Id Software's John Carmack sticks up for Call of Duty - shawndumas
http://arstechnica.com/gaming/news/2011/07/id-softwares-john-carmack-sticks-up-for-call-of-duty.ars
======
tom9729
My biggest complaint about CoD is that the singleplayer is really more of a
movie than a game. The story and the characters are always interesting, the
voice acting and music are great, and the game _looks_ very impressive
(especially the semi-interactive cutscenes). The problem is that the game
designers usually resort to tricks like infinite enemies, enemies that only
shoot at you and not your squadmates, etc. I guess what I'm saying is that it
is a very linear scripted experience when compared to games like Halo.

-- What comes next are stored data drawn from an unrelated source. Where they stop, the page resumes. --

Issue #727, opened 2015-03-05
Browser support


elia:
> On an unrelated subject (well, maybe not so unrelated), I believe the claim that Opal runs on IE 6 is no longer true. I have seen things like Object.keys used in corelib (I think in the Array or Hash implementation), and that only became available in IE 9 I think. Not sure what if anything needs to be done about that, but wanted to hear your thoughts on what browsers should (ideally vs practically) be supported and how to make sure they are as work on Opal continues.
> — @vais in #726 

cc @adambeynon @meh

elia:
Maybe it's time to wire up browserstack on opal/opal too…

vais:
[hash.rb](https://github.com/opal/opal/blob/master/opal/corelib/hash.rb) leans pretty heavily on Object.keys, [which is IE 9 and up](http://kangax.github.io/compat-table/es5/#Object.keys) (click on "Show obsolete browsers?" checkbox to see IE 7 and 8, but IE 6 does not show up even with that checkbox checked, which is telling).

If the decision is that we want to support IE below 9, then for Object.keys we should probably use a polyfill like [the one shown on MDN](https://developer.mozilla.org/en-US/docs/Web/JavaScript/Reference/Global_Objects/Object/keys). Or go a full shim library route?

The bigger issue is automated testing. If that is in place, getting back to IE 6 compatibility would be tedious, but trivial. I think Opal is in a unique position to be able to support ancient browsers, because we only have to write the ugly code once :)

meh:
@elia yeah, I'll look into that soon enough, always wanted to do it but dreaded the experience.

@vais I'd go with something like `Opal.keys` in the runtime or an `Opal` helper like the stuff we have already in `helpers.rb`.

vais:
@meh `helpers.rb` does look like a good place for this kind of stuff. But so I understand better, are there specific reasons that you prefer this approach vs. using a "shim" library? Performance? Dependency?

meh:
@vais dependency mostly.

adambeynon:
@vais, @elia, @meh  We don't actually use `Object.keys()` inside hash.rb, the `.keys` property is added to the hash instance during initialisation. I have had a quick check inside the other core lib files as well, and I don't think we use `Object.keys()` anywhere else (anymore?)

vais:
@adambeynon in that case, sorry for creating confusion! I need to actually try to run the spec suite on IE and post here with any results. Until that is done, it's all just empty speculation on my part.

[...]

PR #1890, opened 2018-10-05
Remove polyfills for atob/btoa

elia:
It's supported by IE10+ and all other browsers, it's easy to
add a polyfill in case support for IE9- is required.

https://caniuse.com/#feat=atob-btoa

(ref https://github.com/opal/opal/issues/727#issuecomment-354538720 by @Mogztter)

### DIFF
--- a/stdlib/base64.rb
+++ b/stdlib/base64.rb
@@ -1,59 +1,7 @@
 module Base64
-  # FROM https://github.com/davidchambers/Base64.js/blob/69262ec7e1fa4541de5700a1b0b03b0de0e3f5aa/base64.js
   %x{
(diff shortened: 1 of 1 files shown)


Mogztter:
I think it's worth it 😁
It makes the code easier to maintain and as you mentioned it's relatively easy to add a polyfill (and... who is still using IE9 anyway ?!)

Indeed for Node.js we should use an implementation that relies on `Buffer` (native).

takaram:
Node.js implements `atob` / `btoa` since v16.0.
https://developer.mozilla.org/en-US/docs/Web/API/atob#browser_compatibility

Probably we can merge this now?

The multiplayer on the other hand is what most people seem to buy the game
for, and consequently I think that's what gets the most attention. I think
there are some pretty significant changes in-between the games that really
couldn't be done with DLC, so the cries that CoD is becoming the Madden on FPS
games are unwarranted IMO.

I'm not sure why people bash Treyarch. I really liked MW2 and spec ops, but
Treyarch brought us split-screen on XBL (yes, some people actually do play
split-screen) and zombies.

As someone who mainly plays zombies on BO I do wish they would release the
zombies maps as standalone DLC. Spending 15$ when I'm only going to play one
map is an annoying waste of money.

------
shawndumas
"While people are still going to assume that Call of Duty fans are having some
kind of fake fun just to spite everyone else, can we give the hate a rest,
just for a bit? We're all in this hobby to have fun and play games, and
spending money to get more of what you like doesn't make anyone a sucker."